A daughter says she is preparing to sue a York care home following the death of her mother from a diabetic-related condition.

Kay Sainsbury, 79, was a resident at Amarna House Care Home, in Acomb, for three weeks before she was taken to intensive care at York Hospital by ambulance on July 4, 2020, an inquest heard.

She had high blood sugar levels and was suffering from diabetic ketoacidosis (DKA), a life-threatening condition caused by lack of insulin in the body.

She died in hospital on July 8 with her daughter Catherine Staniforth at her bedside.

At the end of a Northallerton inquest, assistant coroner Oliver Langstaff said he had heard “conflicting evidence” about insulin supply for Mrs Sainsbury to the home.

Mrs Staniforth, a retired nurse with a degree in social work, said: “I have instructed solicitors to pursue a civil claim against Amarna House Care Home, which is part of Avery Health Care Homes.”

Her mother, who had had diabetes for decades, had never had diabetic ketoacidosis before July 2020.

York Press: Amarna House Care Home, Rosetta Way, Acomb

Care worker Sammy Jo Gore told the inquest that supplies of a fast acting insulin drug called NovaRapid at the home were insufficient to give a full dosage when Mrs Sainsbury’s blood sugars rose too high on July 4.

She said she had not given the medicine she had available to Mrs Sainsbury because Mrs Sainsbury had had an empty stomach.

Asked if she was aware of a company policy that she should have sought professional medical assistance, she said she had acted according to her training.

Manager of the home in Rosetta Way, Acomb, Linda Donnellan-Beevers, told the inquest its staff were fully trained in how to deal with diabetic residents.

She had sought assurances that the home would receive support from a health service diabetic team before accepting Mrs Sainsbury as a resident.

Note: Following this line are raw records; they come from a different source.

PR #3339, opened 2022-10-20
remove unneccessary withRouter calls

rianfowler:
- `withRouter` is deprecated in react-router 6.0. 
- this is the first removal step- removing `withRouter` calls in components that don't use any of the props that `withRouter` decorates on its children (e.g. `props.match` and `props.history`

- the branch tests should adequately verify this since any component that tries to use router params without it being available will crash or not route correctly

none- refactor 

none

### DIFF
--- a/web/src/components/AirgapUploadProgress.jsx
+++ b/web/src/components/AirgapUploadProgress.jsx
@@ -1,5 +1,4 @@
 import React from "react";
-import { withRouter } from "react-router-dom";
 import Loader from "./shared/Loader";
 import {
   formatByteSize,
--- a/web/src/components/AirgapUploadProgress.jsx
+++ b/web/src/components/AirgapUploadProgress.jsx
@@ -338,4 +338,4 @@ AirgapUploadProgress.defaultProps = {
   progress: 0,
 };
 
-export default withRouter(AirgapUploadProgress);
+export default AirgapUploadProgress;
--- a/web/src/components/apps/AppDetailPage.tsx
+++ b/web/src/components/apps/AppDetailPage.tsx
@@ -520,7 +520,7 @@ function AppDetailPage(props: Props) {
                   render={() => (
                     <TroubleshootContainer
                       app={selectedApp}
-                      appName={appName}
+                      appName={appName || ""}
                     />
                   )}
                 />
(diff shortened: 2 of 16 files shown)


web/src/components/AirgapUploadProgress.jsx
```diff
@@ -338,4 +338,4 @@ AirgapUploadProgress.defaultProps = {
   progress: 0,
 };
 
-export default withRouter(AirgapUploadProgress);
+export default AirgapUploadProgress;
```
rianfowler, line 340: most of the changes are removals of `withRouter` calls. This decorator adds several react-router related props to the component. Several components use this decorated but not the props.

web/src/components/clusters/GitOps.jsx
```diff
@@ -9,10 +9,6 @@ import "../../scss/components/watches/WatchedApps.scss";
 import "../../scss/components/watches/WatchCard.scss";
 
 export class GitOps extends React.Component {
-  static propTypes = {
-    history: PropTypes.object.isRequired,
-  };
-
```
rianfowler, line 15: Don't need this propType. Shouldn't use propTypes anymore since we're using TS

web/src/components/apps/AppDetailPage.tsx
```diff
@@ -520,7 +520,7 @@ function AppDetailPage(props: Props) {
                   render={() => (
                     <TroubleshootContainer
                       app={selectedApp}
-                      appName={appName}
+                      appName={appName || ""}
```
rianfowler, line 523: think the typechecks script is not returning an error on failure. will investigate in another pr. This was a type error i saw while scrolling through the component

web/src/components/troubleshoot/TroubleshootContainer.tsx
```diff
@@ -9,13 +9,12 @@ import EditRedactor from "../redactors/EditRedactor";
...
 // Types
 import { App } from "@types";
-import { RouteComponentProps } from "react-router-dom";
 
 type Props = {
-  app: App;
+  app: App | null;
   appName: string;
 };
-class TroubleshootContainer extends Component<Props & RouteComponentProps> {
```
rianfowler, line 18: no longer need to have the react router props type definition on this component.

miaawong (approved):

PR #3340, opened 2022-10-21
remove withRouter from BackupRestore

rianfowler:
- removes `withRouter` from BackupRestore
- `withRouter` is deprecated in react-router 6. This is necessary to upgrade the dependency 

none- refactor 

none

### DIFF
--- a/web/src/components/BackupRestore.jsx
+++ b/web/src/components/BackupRestore.jsx
@@ -1,5 +1,5 @@
 import * as React from "react";
-import { withRouter, Link } from "react-router-dom";
+import { Link } from "react-router-dom";
 import { KotsPageTitle } from "@components/Head";
 import isEmpty from "lodash/isEmpty";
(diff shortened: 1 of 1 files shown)


web/src/components/BackupRestore.jsx
```diff
@@ -239,7 +239,6 @@ class BackupRestore extends React.Component {
         renderNotVeleroMessage={this.renderNotVeleroMessage}
         hideCheckVeleroButton={this.state.hideCheckVeleroButton}
         isLicenseUpload={true}
-        history={this.props.history}
```
rianfowler, line 242: This is the only `withRouter` prop used in this component. `ConfigureSnapshots` doesn't use it so we can safely delete it.

rianfowler (commented):
simple refactor

miaawong (approved):

PR #3343, opened 2022-10-21
Remove withRouter from UploadAirgapBundle

rianfowler:
- removes `withRouter` from `UploadAirgapBundle` and replaces with hooks from react-router
- `withRouter` is deprecated in react-router 6.0

none-refactor 

none


web/src/components/UploadAirgapBundle.tsx
```diff
@@ -0,0 +1,738 @@
...
+  preparingOnlineInstall: boolean;
+  supportBundleCommand?: string | string[];
+  showSupportBundleCommand: boolean;
+  simultaneousUploads?: number;
+  onlineInstallErrorMessage: string;
+  uploadProgress: number;
+  uploadSize: number;
+  uploadResuming: boolean;
+  viewOnlineInstallErrorMessage: boolean;
+};
```
rianfowler, line 67: Added type definitions

web/src/components/UploadAirgapBundle.tsx
```diff
@@ -0,0 +1,738 @@
...
+      uploadSize: 0,
+      uploadResuming: false,
+      viewOnlineInstallErrorMessage: false,
+    }
+  );
+
+  const emptyHostnameErrMessage = 'Please enter a value for "Hostname" field';
+  const match = useRouteMatch<KotsParams>();
+  const history = useHistory();
+  const appSlug = match.params.slug;
```
rianfowler, line 93: At first I tried to use `selectedApp` here but I think at this point in the flow there is no `selectedApp` because we're still uploading the airgap bundle. The `selectedApp` hook does look at the match.params like this but it returns an App object only if `/apps` has returned an app that matches the slug.

web/src/components/UploadAirgapBundle.tsx
```diff
@@ -0,0 +1,738 @@
...
+          >
+            Ok, got it!
+          </button>
+        </div>
+      </Modal>
+    </div>
+  );
+};
+
+export default UploadAirgapBundle;
```
rianfowler, line 738: no more `withRouter`

web/src/components/UploadAirgapBundle.tsx
```diff
@@ -0,0 +1,738 @@
...
+      viewOnlineInstallErrorMessage: false,
+    }
+  );
+
+  const emptyHostnameErrMessage = 'Please enter a value for "Hostname" field';
+  const match = useRouteMatch<KotsParams>();
+  const history = useHistory();
+  const appSlug = match.params.slug;
+  // TODO: refactor the /resume fetching so this isn't necessary
+  const onlineInstallErrorMessage = useRef<string>("");
```
rianfowler, line 93: This is being access from inside of an interval so need to use a ref to avoid stale state. We need to refactor it so that it fires a chain of promises instead of using an interval to inspect a value set by an async function.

She said pandemic restrictions on people coming into the home meant staff took on some district nurse roles in the administering of insulin.

Mr Langstaff recorded a finding of death by natural causes including DKA.

He said he didn’t need to decide which evidence about insulin supply was correct because the DKA Mrs Sainsbury had had on July 4 had cleared up after she was admitted to hospital.

The condition had reoccurred shortly before she died.

York Press: Kay Sainsbury who died in July 2020

A statement from the home after the inquest said: “The Amarna House Care Home team continues to provide the very best care and support to the elderly residents that reside with them.

“Our thoughts are with the family and friends of the late Mrs Sainsbury at this time.”